Provided records:
Issue #645, opened 2024-08-23
[Feature Request] Reduce test suite time


cretz:
### Describe the solution you'd like

Currently tests take 2m+ but they should only take a few seconds. I think there is a 90s sleep in there we should remove, but there may be other sleeps we should remove. We should try to be reactive to results instead of 1s+ sleeping (even if that means high-frequency polling). We can redesign tests or even reduce the strictness of our assertions if we must (hopefully not).

PR #656, opened 2024-09-05
Reduce test suite time

yuandrew:
## What was changed

Set cluster cache refresh rate to seconds instead of minutes. Now our test doesn't need to wait 60+ seconds for the cache to refresh

## Why?

Speed up tests

## Checklist

1. Closes 

#645
2. How was this tested:

Ran test locally

3. Any docs updates needed?

### DIFF
--- a/temporalcli/commands.operator_cluster_test.go
+++ b/temporalcli/commands.operator_cluster_test.go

What the task asks: Which lines in the listing above hold the word "instead"? Show each of them.

Result:
Currently tests take 2m+ but they should only take a few seconds. I think there is a 90s sleep in there we should remove, but there may be other sleeps we should remove. We should try to be reactive to results instead of 1s+ sleeping (even if that means high-frequency polling). We can redesign tests or even reduce the strictness of our assertions if we must (hopefully not).
Set cluster cache refresh rate to seconds instead of minutes. Now our test doesn't need to wait 60+ seconds for the cache to refresh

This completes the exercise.